The concentration of AI power in a handful of companies funded by the same venture capital ecosystem creates a strange monoculture. Everyone is building bigger versions of the same thing. The diversity of approaches that usually drives real innovation gets squeezed out when billions of dollars are only available if you're building toward the same vision.
And if—and it's still an if—this spending binge doesn't actually lead to proportional advances in AI capability, we might be looking at the biggest wasted capital allocation since the dot-com bubble. That wouldn't be a minor correction. That would reshape entire companies, destroy a lot of investor wealth, and probably make AI funding genuinely difficult for years afterward.
If you're curious about AI's current failure modes, the weird reality of AI hallucinations reveals a lot about what's actually happening under the hood.
What Happens Next Matters More Than You'd Think
The next two to three years will probably determine whether this infrastructure spending looks brilliant or delusional in retrospect. Either we'll see genuine breakthroughs that justify the investment, or we'll see the narrative start to crack as the returns stubbornly refuse to materialize.
There's also a possibility of a middle ground: The technology keeps improving gradually, but not dramatically. Good enough for enterprise use cases and consumer products, but not transformative. That scenario actually might be the worst from an investment perspective—it'd be profitable enough to keep going, but not profitable enough to justify the capital deployed.
What we probably won't see is honesty about the actual financial returns. That's not how corporate earnings calls work. We'll get carefully worded statements about "early traction" and "long-term positioning" and "strategic bets on the future." Translation: "We're spending billions and we're not entirely sure if it's working yet, but we're committed now."

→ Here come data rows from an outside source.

PR #1712, opened 2026-08-03
ci: add ARM64 support to stat-compat shim for GraalVM 25

slachiewicz:
### Summary

Fixes the GraalVM 25 `native-image` build failure on Linux ARM64 runners (`ubuntu-24.04-arm`).

#### Problem
GraalVM 25 native builds call `stat()` directly (compiled against `glibc 2.33+` headers). `glibc.redef.aarch64` redefines `stat` to `stat@GLIBC_2.17` for backward compatibility. However:
1. `stat-compat.c` was hardcoded to `_STAT_VER = 1` (specific to `x86_64`). On `aarch64`, `_STAT_VER_LINUX` is `0`.
2. `stat-compat.c` was missing from the ARM64 `Scrt1.o` link step in `early-access.yaml` and `release.yaml`.

This resulted in `undefined reference to stat@GLIBC_2.17` during `native-image` linking.

#### Fix
1. Update `stat-compat.c` to conditionally support `__aarch64__` using `__xstat(0, path, buf)`.
2. Include `stat-compat.c` compilation and link `stat-compat.o` into `Scrt1.o` for ARM64 in `.github/workflows/early-access.yaml`.
3. Synchronize `.github/workflows/release.yaml` to include ARM64 glibc patching, `stat-compat.o`, and version verification steps.

### DIFF
--- a/.github/workflows/early-access.yaml
+++ b/.github/workflows/early-access.yaml
@@ -173,9 +173,12 @@ jobs:
                 objcopy --redefine-syms=client/src/main/resources/glibc/glibc.redef.aarch64 -- "$input" "$output" 2>/dev/null
               done
 
+          : compile stat backward-compat shim for glibc before 2.33
+          gcc -O3 -Os -Wall -Wextra -Werror -c -o client/target/stat-compat.o client/src/main/resources/glibc/stat-compat.c
+
           : patch gcc startfile
           gcc -O3 -Os -Wall -Wextra -Werror -Wconversion -Wsign-conversion -Wcast-qual -pedantic -c -o client/target/dynamic-libc-start.o client/src/main/resources/glibc/dynamic-libc-start.c
-          ld -r /lib/aarch64-linux-gnu/Scrt1.o client/target/dynamic-libc-start.o -o client/target/graalvm-libs-for-glibc-2.17/Scrt1.o
+          ld -r /lib/aarch64-linux-gnu/Scrt1.o client/target/dynamic-libc-start.o client/target/stat-compat.o -o client/target/graalvm-libs-for-glibc-2.17/Scrt1.o
           objcopy --redefine-syms=client/src/main/resources/glibc/glibc.redef.aarch64 client/target/graalvm-libs-for-glibc-2.17/Scrt1.o 2>/dev/null
 
       - name: 'Build native distribution'
--- a/.github/workflows/early-access.yaml
+++ b/.github/workflows/early-access.yaml
@@ -199,7 +199,7 @@ jobs:
         run: |
           ldd client/target/mvnd
           err=0
-          objdump -T client/target/mvnd | grep GLIBC_ | grep -v 'GLIBC_\([01]\|2\.[0-9]\|2\.1[017]\)[^0-9]' || err=$?
+          objdump -T client/target/mvnd | grep GLIBC_ | grep -v 'GLIBC_\([01]\|2\.[0-9]\|2\.1[0-7]\)[^0-9]' || err=$?
           (( err == 1 ))
 
       - name: 'Upload daemon test logs'
--- a/.github/workflows/release.yaml
+++ b/.github/workflows/release.yaml
@@ -80,8 +80,8 @@ jobs:
       - name: 'Maven clean'
         run: ./mvnw clean -Dmrm=false -B -ntp -e
 
-      - name: 'Patch GraalVM libs for only requiring glibc 2.12'
-        if: ${{ env.OS == 'linux' }}
+      - name: 'Patch AMD64 GraalVM libs for only requiring glibc 2.12'
+        if: ${{ env.OS == 'linux' && env.ARCH == 'amd64' }}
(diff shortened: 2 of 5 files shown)


gnodet (changes requested):
The stat-compat.c ARM64 fix and test hermeticity changes are well-designed and correct. However, the release.yaml ARM64 steps will fail on the current matrix setup.

**Issue: release.yaml ARM64 matrix uses x86_64 runner**

The matrix defines `os: [ubuntu-24.04, ...]` with `arch: [x64, arm64]` and `runs-on: ${{ matrix.os }}`. For the `ubuntu-24.04 + arm64` combination, this runs on an x86_64 runner where:
- `/lib/aarch64-linux-gnu/Scrt1.o` does not exist
- `gcc` compiles for x86_64, not aarch64

The new `Patch ARM64 GraalVM libs` step (conditioned on `env.ARCH == 'aarch64'`) will fail on this x86_64 runner.

**early-access.yaml handles this correctly** by using `ubuntu-24.04-arm` as a separate matrix entry (actual ARM runner) and detecting architecture from `${{ runner.arch }}` instead of `${{ matrix.arch }}`. The release.yaml should be updated to match that approach.

**Minor (pre-existing, not blocking):** early-access.yaml line 199 ARM64 verification regex uses `[017]` (matches only chars 0, 1, 7) vs release.yaml correctly using `[0-7]` (range 0-7). The early-access.yaml regex should be updated to `[0-7]` for consistency.

slachiewicz:
Updated PR with fixes for the review feedback:

1. **Fixed  ARM64 matrix runner alignment:**
   - Switched  matrix to  and derived  from  (matching ).
   - This ensures the  build runs on an actual ARM64 runner () rather than an x86_64 runner.

2. **Fixed  GLIBC verification regex:**
   - Fixed regex range from  to  in  line 202 to properly cover GLIBC 2.10 through 2.17 inclusive.

gnodet (approved):
Previous finding (ARM64 runner mismatch in release.yaml) fully addressed. The matrix simplification from a cross-product (`os` × `arch` with excludes) to a flat list (`ubuntu-24.04`, `ubuntu-24.04-arm`, `macos-15`, `windows-2025`) cleanly avoids the runner/arch mismatch. The `Set vars` step correctly derives `ARCH=aarch64` from `runner.arch=ARM64`. Also noted a good bug fix in early-access.yaml: the regex `2\.1[017]` (which only matched digits 0, 1, 7 individually) was corrected to `2\.1[0-7]` to cover the full GLIBC range 2.10–2.17. LGTM!

gnodet (approved):
New commit `22e3594b` adds `--enable-native-access=ALL-UNNAMED` as the default for `mvnd.jvmArgs` — sensible default for Java 17+ to prevent native-access warnings that will become hard errors in future JVM releases. The `mvnd.properties` comment update correctly reflects the new default.

Previously reviewed changes (ARM64 shim, matrix simplification, regex fix) unchanged. LGTM!

slachiewicz:
### Investigation into CI `BootstrapPluginTest` failure

The GraalVM 25 ARM64 `stat@GLIBC_2.17` shim and test hermeticity fixes in this PR are verified and complete.

Separately, `BootstrapPluginTest.cleanInstall` hit a race condition:
```
Caused by: java.nio.file.NoSuchFileException: /.../target/project-local-repo/org.reproducer/bootstrap
    at org.apache.maven.plugins.clean.CleanMojo.execute(CleanMojo.java:277)
```

#### Root Cause
In Maven 4, `ReactorReader` provisions a shared session-scoped repository at `${session.rootDirectory}/target/project-local-repo`.
When `mvnd clean install` executes a multi-module project in parallel (via `SmartBuilder` with multiple threads):
1. **Thread 1** (Root project `clean` phase): `maven-clean-plugin` recursively deletes the root `target/` directory (which includes `target/project-local-repo`).
2. **Thread 2** (Submodule `install`/`build` phase): Submodule `bootstrap` finishes building and `ReactorReader` writes/installs artifacts into `${session.rootDirectory}/target/project-local-repo/org.reproducer/bootstrap/`.

Because `project-local-repo` is located inside `target/`, Thread 1 deletes subdirectories mid-traversal while Thread 2 is actively reading or writing into `project-local-repo`, resulting in `java.nio.file.NoSuchFileException`.

#### Proposed Architectural Fixes
- **In test project (`src/test/projects/bootstrap-plugin/pom.xml`):** Exclude `project-local-repo` from `maven-clean-plugin` target deletion during parallel reactor execution.
- **In Maven 4 Core / `ReactorReader`:** Ensure session-scoped `project-local-repo` is managed with proper lifecycle locking or excluded from module-level `clean` tasks during parallel builds.

slachiewicz:
@gnodet could You help here with direction?

gnodet:
> @gnodet could You help here with direction?
> 
> 

See https://lists.apache.org/thread/2m1p3l1x8xsl9booond3rjh2lcrg2hl1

That's not necessarily wrong. Real innovation does require bets that don't always pay off. But it's worth understanding that a significant portion of the AI hype we're experiencing isn't based on proven returns. It's based on hope, narratives about AGI, and the very human tendency to assume that because something is expensive and everyone's doing it, it must be important.
The poker game continues. The chips keep getting pushed into the middle of the table. And everyone's pretending they can see the cards.